AIM OF THE EXERCISE: In the records that come next, find every line with "above". Return those lines.

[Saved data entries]
━━━━
Issue #163, opened 2017-10-04
app whitelist not hiding navigation and tab entries


felixboehm:
- js/navigation.js is not loaded at all
- route apps/guest/apps is not existing
- tabs are not handled at all

Please reproduce by removing the activity app from whitelist.

cortho:
looks like this was lost in https://github.com/owncloud/guests/commit/38278055631b51a8e444369ccc864cc38cf58796#diff-0e033fd8797499a87a6bf2ffccef5c3c and if tabs never were handled ... starting to get it back/fix

cortho:
I fixed the first two issues on my local environment and would be ready to create a PR for this (= displayed apps in the app menu). While fixing and looking deeper into the apps, some questions about non-whitelisted apps arose:

1. At least the _comments_ app does not call URLs like /index.php/apps/gallery but /remote.php/dav/comments. This must be considered at https://github.com/owncloud/guests/blob/master/lib/appwhitelist.php#L80 as well. Are there any other apps, which use a different pattern?

2. There are different approaches how apps connect to the frontend, I'll take _activity_, _favorites_, _files_texteditor_ and _gallery_ as examples;
- _activity_ provides a tab
- _favorites_ are accessible via a menu button.
- _files_texteditor_ binds to OCA.Files.fileActions
- _gallery_ creates a button above the file list

I'm not sure, if there is functionality to unregister listeners etc. for all of the above variants, so what do you think is the best approach? Maybe @PVince81 or somebody else is firm with all of the internals?

3. With these insights, I guess we could cover all community and enterprise apps but we'll never be able to handle all third party apps on the frontend?

pmaier1:
Related: https://github.com/owncloud/guests/issues/136

cortho:
According to the call with @felixboehm I created PR https://github.com/owncloud/guests/pull/165
I'd prefer not to close this issue too soon, as long as this topic has not been discussed.
We might want to merge with #136, hovever and close one of the issues.

pmaier1:
This can be closed due to https://github.com/owncloud/guests/pull/165, right?

cortho:
I'd rather not close this issue too soon, because we still have open questions (https://github.com/owncloud/guests/issues/163#issuecomment-334447344), but closing #136 which is addressing the same basic issue.

pmaier1:
Moving to the next version as we need a release now.

PVince81:
moving to p3, it's in "planned" still

davitol:
[...]

PR #165, opened 2017-10-09
Apply whitelist to frontend and comments URLs

cortho:
Inspired by https://github.com/owncloud/guests/issues/163 we bring back basic frontend app whitelistening:
* remove non-whitelisted apps from navigation menu
* cosmetic removal of items in files view (side nav, buttons, tabs)
* block /dav/comments if not whitelisted

### DIFF
--- a/appinfo/app.php
+++ b/appinfo/app.php
@@ -34,7 +34,8 @@ $eventDispatcher->addListener(
 $config = \OC::$server->getConfig();
 $groupName = $config->getAppValue('guests', 'group', \OCA\Guests\GroupBackend::DEFAULT_NAME);
 
-\OC::$server->getGroupManager()->addBackend(new \OCA\Guests\GroupBackend($groupName));
+$groupBackend = new \OCA\Guests\GroupBackend($groupName);
+\OC::$server->getGroupManager()->addBackend($groupBackend);
 \OCP\Util::connectHook('OCP\Share', 'post_shared', '\OCA\Guests\Hooks', 'postShareHook');
 
 $user = \OC::$server->getUserSession()->getUser();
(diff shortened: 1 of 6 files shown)


davitol:
Testing on going:
- [x] remove non-whitelisted apps from navigation menu
- [ ] cosmetic removal of items in files view (side nav, buttons, tabs)
- [x] block /dav/comments if not whitelisted

PVince81:
While this might visually work, it's a hacky approach. Yes, there might be currently no better way due to the lack of extensibility of this bit of core.

The problems with it:

1) We're lucky that the navigation bar is in a dropdown. In the event where the whitelist call would take longer to go through, if a user opens the navigation dropdown, they'd see the icons there until the whitelist call hides them.

2) If a user knows the direct URL of an app, they'll still be able to access it.

@cortho or is there already any mechanism in place to prevent app access ?

A possible solution for 1) would be to modify core to provide an extension point where navigation items are loaded. By default it would just directly call the callback / resolve the promise, but apps like guests could plug into it and do the whitelist ajax call. But if 2) is still a problem then let's not do that.

A clean solution for 2) would be to have the backend allow apps to filter navigation items (through the INavigationManager) and also block specific apps.

PVince81:
Aha, I found this: https://github.com/owncloud/guests/pull/165/files#diff-e6640f8ed24baa82f7a645413ca040b6R83

Apparently this backend method is there to block all kind of app routes.

@davitol can you verify that blocking the calendar app will prevent opening the app's URL if you open the calendar app URL directly ? (copy-paste it before blacklisting)

cortho:
@PVince81 Yes, unfortunately @felixboehm and me are aware of this being a hack, still I witnessed, that there is some priority on this issue.

1. ack, but I don't see another solution yet
2. Direct access to the apps is prevented by a 403 header ( see https://github.com/owncloud/guests/blob/master/lib/appwhitelist.php#L54, which was introduced by @IljaN in the initial commit and I extended to consider URLs with /dav/comments as well. In all my tests this was working fine, so I don't think this is an issue.

PVince81:
@cortho sounds good.

After @davitol has verified that the URL for calendar is properly blocked (is this in the test plans?) I'm fine merging this 👍

davitol:
> @davitol can you verify that blocking the calendar app will prevent opening the app's URL if you open the calendar app URL directly ? (copy-paste it before blacklisting)

screen shot 2017-10-10 at 09 37 55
━━━━
RESPONSE TO THE TASK:
- _gallery_ creates a button above the file list
I'm not sure, if there is functionality to unregister listeners etc. for all of the above variants, so what do you think is the best approach? Maybe @PVince81 or somebody else is firm with all of the internals?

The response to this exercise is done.